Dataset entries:
::::

PR #980, opened 2021-01-15
use random serial number per cert

krantzinator:
This change allows Firefox users to bypass the previous
`SEC_ERROR_REUSED_ISSUER_AND_SERIAL` error that blocked access to
the UI when a new server instance was installed or run locally.


mitchellh (approved):

briancain (approved):
:1234: :+1: :tada:

PR #982, opened 2021-01-15
feature: Add CEB Virtual instance type

evanphx:
This work lays the groundwork for the exec plugin, which will use the virtual CEB running inside a runner, with a VirtualExecHandler wired up to an exec function provided by the Deploy plugin.


mitchellh (approved):
I think this is good for now.

I think in the future after we get everything working we may want to refactor the `VirtualCEB` out into `internal/virtualceb` or something since the exported surface area of `internal/ceb` seems high and also a bit orthogonal in goals.

briancain (approved):

PR #986, opened 2021-01-17
customizable netlify client id, use Authenticate method

zdunecki:
I've resolved hardcoded Netlify OAuth client id and by the way also one of todo's related to Netlify authentication.


evanphx:
Based on state and usage, netlify is going to be remove in 0.4.

PR #989, opened 2021-01-18
internal/client: use given context so it can be cancelled

mitchellh:
While attempting to connect to a server, Ctrl-C was not working. This is
because we were using `context.Background` rather than the passed in
context when attempting to connect.

I don't know why we did this, it looks like a simple mistake from dev.
Verified that this makes Ctrl-C work properly for server connection.

Labeling for backport to 0.2.x.


krantzinator (approved):
sweet

briancain (approved):
great! :+1:

PR #990, opened 2021-01-18
internal/cli: make -platform required and do platform check earlier

mitchellh:
By moving the platform check earlier, we avoid generating a snapshot
locally on disk if there are flag validation issues.


briancain (approved):
:heavy_check_mark:

krantzinator (approved):

PR #994, opened 2021-01-19
internal/cli: colorize flags in help text and nested subcommands

mitchellh:
This modifies our CLI help output to do two things:

  1. We always highlighted commands such as "waypoint foo", but nested
     subcommands "waypoint foo bar" weren't highlighted. This fixes
     that.

  2. Flags in the help text body such as -foo and -foo-bar are now
     highlighted as well. This is only in the help text summary and not
     the flag documentation itself.

Screenshots (sorry my colors are very muted so its hard to see):

Flag highlight (see -waypoint-hcl):

CleanShot 2021-01-19 at 12 19 45@2x

Nested subcommand highlight:

CleanShot 2021-01-19 at 12 19 57@2x

### DIFF
--- a/internal/cli/help.go
+++ b/internal/cli/help.go
@@ -166,7 +166,7 @@ func (c *helpCommand) HelpTemplate() string {
 var (
 	reHelpHeader = regexp.MustCompile(`^[a-zA-Z0-9_-].*:$`)
 	reCommand    = regexp.MustCompile(`"waypoint (\w\s?)+"`)
-	reFlag       = regexp.MustCompile(`(\s|^)(-[\w-]+)(\s|$)`)
+	reFlag       = regexp.MustCompile(`(\s|^|")(-[\w-]+)(\s|$|")`)
 )
 
 const helpTemplate = `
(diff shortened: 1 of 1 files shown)


briancain (approved):
:art:

internal/cli/help.go
```diff
@@ -128,7 +165,8 @@ func (c *helpCommand) HelpTemplate() string {
 
 var (
 	reHelpHeader = regexp.MustCompile(`^[a-zA-Z0-9_-].*:$`)
-	reCommand    = regexp.MustCompile(`"waypoint \w+"`)
+	reCommand    = regexp.MustCompile(`"waypoint (\w\s?)+"`)
+	reFlag       = regexp.MustCompile(`(\s|^)(-[\w-]+)(\s|$)`)
```
krantzinator, line 169: I needed the below to get the `"-accept-tos"` bit in `install -h` to highlight.
```suggestion
	reFlag       = regexp.MustCompile(`(\s|^|")(-[\w-]+)(\s|$|")`)
```

krantzinator: We could instead remove all `"` around flags in help texts.

krantzinator: Or just `/W` and assume we won't ever have something like `$-this-is-not-a-flag#`

mitchellh: Ah yes. No this is fine with me!

PR #1035, opened 2021-01-28
Server-side waypoint.hcl needs to store the format

mitchellh:
This adds support for specifying the format (JSON vs HCL) for the server-side Waypoint.hcl.

I'm just going to merge this once tests pass since this is a minor change that is tested.


mitchellh:
The one racy test failed.

PR #1036, opened 2021-01-28
internal/server/state: CalculateInstanceExec picks least loaded

mitchellh:
This fixes an issue where if we looped over instances in the order of
most to least loaded, they would ALL be candidates. We need to reset the
candidate list when we find a lower loaded value.


evanphx (approved):
AH! Good catch.

PR #1038, opened 2021-01-28
test-e2e/{nomad,k8s}: smoke tests for remaining server platforms

briancain:
This pull request adds the remaining supported server platforms for smoke tests. It also moves out the basic CLI test into its own file instead of living in just the docker tests.


mitchellh (approved):
We gotta get these running in CI ASAP otherwise I think these strings will get stale. :)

::::

Directions for this task: The response should consist of all the entries, set down exactly.

Task output:
PR #980, opened 2021-01-15
use random serial number per cert

krantzinator:
This change allows Firefox users to bypass the previous
`SEC_ERROR_REUSED_ISSUER_AND_SERIAL` error that blocked access to
the UI when a new server instance was installed or run locally.


mitchellh (approved):

briancain (approved):
:1234: :+1: :tada:

PR #982, opened 2021-01-15
feature: Add CEB Virtual instance type

evanphx:
This work lays the groundwork for the exec plugin, which will use the virtual CEB running inside a runner, with a VirtualExecHandler wired up to an exec function provided by the Deploy plugin.


mitchellh (approved):
I think this is good for now.

I think in the future after we get everything working we may want to refactor the `VirtualCEB` out into `internal/virtualceb` or something since the exported surface area of `internal/ceb` seems high and also a bit orthogonal in goals.

briancain (approved):

PR #986, opened 2021-01-17
customizable netlify client id, use Authenticate method

zdunecki:
I've resolved hardcoded Netlify OAuth client id and by the way also one of todo's related to Netlify authentication.


evanphx:
Based on state and usage, netlify is going to be remove in 0.4.

PR #989, opened 2021-01-18
internal/client: use given context so it can be cancelled

mitchellh:
While attempting to connect to a server, Ctrl-C was not working. This is
because we were using `context.Background` rather than the passed in
context when attempting to connect.

I don't know why we did this, it looks like a simple mistake from dev.
Verified that this makes Ctrl-C work properly for server connection.

Labeling for backport to 0.2.x.


krantzinator (approved):
sweet

briancain (approved):
great! :+1:

PR #990, opened 2021-01-18
internal/cli: make -platform required and do platform check earlier

mitchellh:
By moving the platform check earlier, we avoid generating a snapshot
locally on disk if there are flag validation issues.


briancain (approved):
:heavy_check_mark:

krantzinator (approved):

PR #994, opened 2021-01-19
internal/cli: colorize flags in help text and nested subcommands

mitchellh:
This modifies our CLI help output to do two things:

  1. We always highlighted commands such as "waypoint foo", but nested
     subcommands "waypoint foo bar" weren't highlighted. This fixes
     that.

  2. Flags in the help text body such as -foo and -foo-bar are now
     highlighted as well. This is only in the help text summary and not
     the flag documentation itself.

Screenshots (sorry my colors are very muted so its hard to see):

Flag highlight (see -waypoint-hcl):

CleanShot 2021-01-19 at 12 19 45@2x

Nested subcommand highlight:

CleanShot 2021-01-19 at 12 19 57@2x

### DIFF
--- a/internal/cli/help.go
+++ b/internal/cli/help.go
@@ -166,7 +166,7 @@ func (c *helpCommand) HelpTemplate() string {
 var (
 	reHelpHeader = regexp.MustCompile(`^[a-zA-Z0-9_-].*:$`)
 	reCommand    = regexp.MustCompile(`"waypoint (\w\s?)+"`)
-	reFlag       = regexp.MustCompile(`(\s|^)(-[\w-]+)(\s|$)`)
+	reFlag       = regexp.MustCompile(`(\s|^|")(-[\w-]+)(\s|$|")`)
 )
 
 const helpTemplate = `
(diff shortened: 1 of 1 files shown)


briancain (approved):
:art:

internal/cli/help.go
```diff
@@ -128,7 +165,8 @@ func (c *helpCommand) HelpTemplate() string {
 
 var (
 	reHelpHeader = regexp.MustCompile(`^[a-zA-Z0-9_-].*:$`)
-	reCommand    = regexp.MustCompile(`"waypoint \w+"`)
+	reCommand    = regexp.MustCompile(`"waypoint (\w\s?)+"`)
+	reFlag       = regexp.MustCompile(`(\s|^)(-[\w-]+)(\s|$)`)
```
krantzinator, line 169: I needed the below to get the `"-accept-tos"` bit in `install -h` to highlight.
```suggestion
	reFlag       = regexp.MustCompile(`(\s|^|")(-[\w-]+)(\s|$|")`)
```

krantzinator: We could instead remove all `"` around flags in help texts.

krantzinator: Or just `/W` and assume we won't ever have something like `$-this-is-not-a-flag#`

mitchellh: Ah yes. No this is fine with me!

PR #1035, opened 2021-01-28
Server-side waypoint.hcl needs to store the format

mitchellh:
This adds support for specifying the format (JSON vs HCL) for the server-side Waypoint.hcl.

I'm just going to merge this once tests pass since this is a minor change that is tested.


mitchellh:
The one racy test failed.

PR #1036, opened 2021-01-28
internal/server/state: CalculateInstanceExec picks least loaded

mitchellh:
This fixes an issue where if we looped over instances in the order of
most to least loaded, they would ALL be candidates. We need to reset the
candidate list when we find a lower loaded value.


evanphx (approved):
AH! Good catch.

PR #1038, opened 2021-01-28
test-e2e/{nomad,k8s}: smoke tests for remaining server platforms

briancain:
This pull request adds the remaining supported server platforms for smoke tests. It also moves out the basic CLI test into its own file instead of living in just the docker tests.


mitchellh (approved):
We gotta get these running in CI ASAP otherwise I think these strings will get stale. :)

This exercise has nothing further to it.